#### Exercise prompt:
Return the count of lines in the following records that include "when", and nothing more.

──────

PR #649, opened 2025-05-13
Add metric server and kube state metric flag

alexcastilio:


modules/python/clusterloader2/utils.py
```diff
@@ -16,17 +16,21 @@
...
-                    enable_exec_service=False, scrape_kubelets=False, scrape_containerd=False):
+                    enable_exec_service=False, scrape_kubelets=False, scrape_master_kubelets=False,
+                    scrape_containerd=False, scrape_ksm=False, scrape_metrics_server=False):
     docker_client = DockerClient()
 
     command=f"""--provider={provider} --v=2
 --enable-exec-service={enable_exec_service}
 --enable-prometheus-server={enable_prometheus}
 --prometheus-scrape-kubelets={scrape_kubelets}
+--prometheus-scrape-master-kubelets={scrape_master_kubelets}
```
alyssa1303, line 27: Why is this one needed when we don't have mster nodes on overlay?

alexcastilio: I need that flag to scrape cadvisor: https://github.com/Azure/perf-tests/blob/f1933d032aef81afd06153fbcb778509d9e54874/clusterloader2/pkg/prometheus/manifests/master-ip/master-serviceMonitor.yaml#L42C3-L60C10

alyssa1303: Scrape kubelet already does that https://github.com/Azure/perf-tests/blob/f1933d032aef81afd06153fbcb778509d9e54874/clusterloader2/pkg/prometheus/manifests/default/prometheus-serviceMonitorKubelet.yaml#L24. I don't think it's needed here since we don't have master kubelet in overlay

alexcastilio: Ok. maybe I did something wrong when I started looking at this part. Let's try without that. And if needed I'll raise another PR to add it.

alyssa1303 (approved):

PR #652, opened 2025-05-15
Add new stage and update scenario names and labels for pod to pod test

alyssa1303:
Summary:
- Update scenario name to match setup more clearly
- Include new stage for v3 and v5 from internal
- Update node labels so it can be used for case of deploying pods on same node


pipelines/perf-eval/Network Benchmark/pod-to-pod-diff-node-same-zone-same-cluster.yml
```diff
@@ -30,9 +36,43 @@ parameters:
...
+                    k8s_machine_type: ${{ machine_type }}
+                    network_dataplane: ${{ dataplane }}
+                    host_network: ${{ network }}
+                    configure_mtu: "false"
+          max_parallel: 2
+          timeout_in_minutes: 120
+          credential_type: service_connection
+          ssh_key_enabled: false
+
   - stage: azure_eastus2_new_sku
```
sumanthreddy29, line 76: Can we use sku name instead of new sku here and for other stage names, so that It's easy for us to identify which one is v3, v5, v6?

alyssa1303: Updated

sumanthreddy29 (approved):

──────

#### Result of the exercise:
2